WHAT NEEDS TO BE DONE: Every line in the data below that holds "null" should be found and copied.

ENTRIES SUPPLIED:
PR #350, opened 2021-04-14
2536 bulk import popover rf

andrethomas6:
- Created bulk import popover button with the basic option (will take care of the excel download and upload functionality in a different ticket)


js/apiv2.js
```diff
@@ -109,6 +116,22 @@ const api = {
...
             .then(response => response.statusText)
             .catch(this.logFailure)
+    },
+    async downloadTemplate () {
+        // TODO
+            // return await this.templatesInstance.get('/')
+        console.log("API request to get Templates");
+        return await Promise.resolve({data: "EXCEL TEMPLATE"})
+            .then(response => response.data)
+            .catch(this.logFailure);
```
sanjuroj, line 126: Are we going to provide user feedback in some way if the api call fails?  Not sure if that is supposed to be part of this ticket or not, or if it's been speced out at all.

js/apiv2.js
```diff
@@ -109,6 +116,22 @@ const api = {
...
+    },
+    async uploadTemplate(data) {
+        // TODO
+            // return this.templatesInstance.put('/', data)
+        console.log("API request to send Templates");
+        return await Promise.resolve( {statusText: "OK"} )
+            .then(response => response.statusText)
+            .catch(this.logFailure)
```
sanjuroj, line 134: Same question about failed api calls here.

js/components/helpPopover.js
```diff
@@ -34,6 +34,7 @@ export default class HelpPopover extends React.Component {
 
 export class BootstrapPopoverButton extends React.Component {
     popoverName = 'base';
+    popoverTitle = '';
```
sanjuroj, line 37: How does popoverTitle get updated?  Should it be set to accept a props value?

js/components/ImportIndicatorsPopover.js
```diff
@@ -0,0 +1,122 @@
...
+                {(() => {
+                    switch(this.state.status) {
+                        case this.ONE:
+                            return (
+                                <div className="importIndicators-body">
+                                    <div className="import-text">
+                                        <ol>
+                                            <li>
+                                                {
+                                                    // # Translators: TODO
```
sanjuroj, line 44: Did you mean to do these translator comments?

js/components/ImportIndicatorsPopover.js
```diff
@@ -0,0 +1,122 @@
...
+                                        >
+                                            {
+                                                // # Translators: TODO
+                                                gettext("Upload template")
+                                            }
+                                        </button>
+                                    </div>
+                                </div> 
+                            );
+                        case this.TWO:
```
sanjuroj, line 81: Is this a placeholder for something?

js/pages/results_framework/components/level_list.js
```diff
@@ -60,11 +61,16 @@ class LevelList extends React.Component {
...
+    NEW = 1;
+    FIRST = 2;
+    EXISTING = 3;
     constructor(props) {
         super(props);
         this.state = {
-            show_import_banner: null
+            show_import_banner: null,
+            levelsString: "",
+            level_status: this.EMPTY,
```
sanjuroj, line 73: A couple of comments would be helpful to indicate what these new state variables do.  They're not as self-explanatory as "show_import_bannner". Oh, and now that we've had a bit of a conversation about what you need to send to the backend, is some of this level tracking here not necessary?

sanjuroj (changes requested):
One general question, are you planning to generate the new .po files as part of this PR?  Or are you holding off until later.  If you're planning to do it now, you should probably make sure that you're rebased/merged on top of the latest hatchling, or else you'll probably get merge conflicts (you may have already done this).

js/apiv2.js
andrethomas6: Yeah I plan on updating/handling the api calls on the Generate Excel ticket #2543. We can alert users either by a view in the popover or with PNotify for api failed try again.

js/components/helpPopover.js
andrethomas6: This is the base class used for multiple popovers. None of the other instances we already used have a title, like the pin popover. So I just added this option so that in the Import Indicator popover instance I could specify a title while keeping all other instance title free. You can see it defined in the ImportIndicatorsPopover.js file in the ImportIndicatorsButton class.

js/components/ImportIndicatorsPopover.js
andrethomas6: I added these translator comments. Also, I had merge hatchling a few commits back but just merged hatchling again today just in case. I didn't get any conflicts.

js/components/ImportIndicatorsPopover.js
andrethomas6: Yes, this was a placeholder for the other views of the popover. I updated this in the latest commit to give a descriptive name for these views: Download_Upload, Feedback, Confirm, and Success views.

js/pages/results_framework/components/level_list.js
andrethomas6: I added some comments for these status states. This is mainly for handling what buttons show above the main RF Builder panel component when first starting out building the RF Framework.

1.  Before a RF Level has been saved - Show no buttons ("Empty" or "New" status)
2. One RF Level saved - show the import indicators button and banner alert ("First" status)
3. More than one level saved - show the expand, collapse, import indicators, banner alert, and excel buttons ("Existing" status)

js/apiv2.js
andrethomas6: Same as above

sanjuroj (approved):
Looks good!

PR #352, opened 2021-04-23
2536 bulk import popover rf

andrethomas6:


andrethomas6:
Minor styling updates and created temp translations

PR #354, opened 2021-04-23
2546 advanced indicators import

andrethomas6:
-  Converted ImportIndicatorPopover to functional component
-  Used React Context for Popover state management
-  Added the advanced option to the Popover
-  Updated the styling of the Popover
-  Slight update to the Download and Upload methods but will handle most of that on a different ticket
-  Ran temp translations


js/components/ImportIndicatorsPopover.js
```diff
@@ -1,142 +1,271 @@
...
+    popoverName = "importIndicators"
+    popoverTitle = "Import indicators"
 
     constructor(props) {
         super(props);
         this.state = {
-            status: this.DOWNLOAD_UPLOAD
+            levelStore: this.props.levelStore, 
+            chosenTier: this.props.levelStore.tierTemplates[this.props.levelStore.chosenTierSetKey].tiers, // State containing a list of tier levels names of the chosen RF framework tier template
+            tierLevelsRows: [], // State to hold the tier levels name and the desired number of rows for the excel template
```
==
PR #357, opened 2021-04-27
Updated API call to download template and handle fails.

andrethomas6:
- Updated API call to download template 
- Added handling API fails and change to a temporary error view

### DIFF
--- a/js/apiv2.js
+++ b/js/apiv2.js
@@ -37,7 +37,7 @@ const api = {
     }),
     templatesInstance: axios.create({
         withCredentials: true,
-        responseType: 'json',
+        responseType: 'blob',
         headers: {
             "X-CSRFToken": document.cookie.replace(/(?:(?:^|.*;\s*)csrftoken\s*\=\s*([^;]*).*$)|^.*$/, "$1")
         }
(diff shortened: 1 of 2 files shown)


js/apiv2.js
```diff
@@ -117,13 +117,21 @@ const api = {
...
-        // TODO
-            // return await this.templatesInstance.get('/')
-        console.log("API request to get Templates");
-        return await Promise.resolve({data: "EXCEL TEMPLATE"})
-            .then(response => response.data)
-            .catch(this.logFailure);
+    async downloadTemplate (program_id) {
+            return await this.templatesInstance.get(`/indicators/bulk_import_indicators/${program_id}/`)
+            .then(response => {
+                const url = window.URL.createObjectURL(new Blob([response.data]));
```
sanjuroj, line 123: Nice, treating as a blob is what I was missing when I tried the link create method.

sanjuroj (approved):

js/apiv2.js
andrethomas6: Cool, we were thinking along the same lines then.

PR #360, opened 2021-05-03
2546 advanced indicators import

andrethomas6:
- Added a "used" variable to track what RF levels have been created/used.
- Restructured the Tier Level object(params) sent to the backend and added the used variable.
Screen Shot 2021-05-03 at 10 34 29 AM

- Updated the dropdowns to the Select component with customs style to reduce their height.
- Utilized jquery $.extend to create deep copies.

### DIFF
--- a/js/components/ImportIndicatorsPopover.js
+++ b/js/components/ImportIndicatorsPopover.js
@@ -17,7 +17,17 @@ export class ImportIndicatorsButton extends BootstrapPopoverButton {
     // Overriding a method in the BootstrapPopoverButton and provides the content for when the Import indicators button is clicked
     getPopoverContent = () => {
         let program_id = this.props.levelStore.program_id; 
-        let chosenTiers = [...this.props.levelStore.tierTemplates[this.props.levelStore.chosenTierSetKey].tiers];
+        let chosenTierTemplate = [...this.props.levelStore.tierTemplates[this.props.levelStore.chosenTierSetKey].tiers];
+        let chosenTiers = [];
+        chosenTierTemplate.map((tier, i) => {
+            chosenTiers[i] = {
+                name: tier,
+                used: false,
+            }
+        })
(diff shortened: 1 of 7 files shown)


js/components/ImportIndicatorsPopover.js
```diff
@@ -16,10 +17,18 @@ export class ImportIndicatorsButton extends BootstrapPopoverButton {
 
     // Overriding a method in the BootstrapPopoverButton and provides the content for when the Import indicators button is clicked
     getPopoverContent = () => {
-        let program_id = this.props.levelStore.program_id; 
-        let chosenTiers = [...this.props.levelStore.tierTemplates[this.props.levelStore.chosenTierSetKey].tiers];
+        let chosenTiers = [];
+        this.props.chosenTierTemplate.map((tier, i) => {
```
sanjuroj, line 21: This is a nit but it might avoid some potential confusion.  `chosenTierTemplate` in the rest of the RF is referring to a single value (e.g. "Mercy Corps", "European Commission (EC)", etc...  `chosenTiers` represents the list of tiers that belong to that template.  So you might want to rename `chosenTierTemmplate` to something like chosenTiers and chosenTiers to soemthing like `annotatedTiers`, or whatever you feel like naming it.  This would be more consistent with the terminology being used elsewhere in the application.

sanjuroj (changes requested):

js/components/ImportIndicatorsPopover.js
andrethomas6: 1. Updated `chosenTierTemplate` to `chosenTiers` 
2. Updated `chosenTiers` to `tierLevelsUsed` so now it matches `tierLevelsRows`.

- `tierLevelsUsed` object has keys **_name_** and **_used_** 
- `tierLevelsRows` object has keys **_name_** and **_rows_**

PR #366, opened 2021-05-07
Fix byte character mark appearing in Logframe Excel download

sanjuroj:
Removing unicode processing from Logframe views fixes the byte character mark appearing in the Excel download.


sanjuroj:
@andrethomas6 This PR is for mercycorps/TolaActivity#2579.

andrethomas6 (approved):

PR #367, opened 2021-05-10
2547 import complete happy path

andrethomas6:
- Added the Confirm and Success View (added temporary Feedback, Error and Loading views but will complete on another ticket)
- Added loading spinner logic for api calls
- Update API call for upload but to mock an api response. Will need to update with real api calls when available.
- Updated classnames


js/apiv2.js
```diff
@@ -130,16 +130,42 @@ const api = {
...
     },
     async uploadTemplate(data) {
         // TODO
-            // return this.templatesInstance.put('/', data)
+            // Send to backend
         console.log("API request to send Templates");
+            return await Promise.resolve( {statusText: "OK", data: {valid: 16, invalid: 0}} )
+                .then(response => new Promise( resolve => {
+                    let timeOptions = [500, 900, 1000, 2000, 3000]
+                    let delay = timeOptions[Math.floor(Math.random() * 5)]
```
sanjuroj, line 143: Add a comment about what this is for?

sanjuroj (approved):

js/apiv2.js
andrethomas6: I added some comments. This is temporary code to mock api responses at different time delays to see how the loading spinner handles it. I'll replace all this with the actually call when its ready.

RESPONSE AREA:
-            show_import_banner: null
+            show_import_banner: null,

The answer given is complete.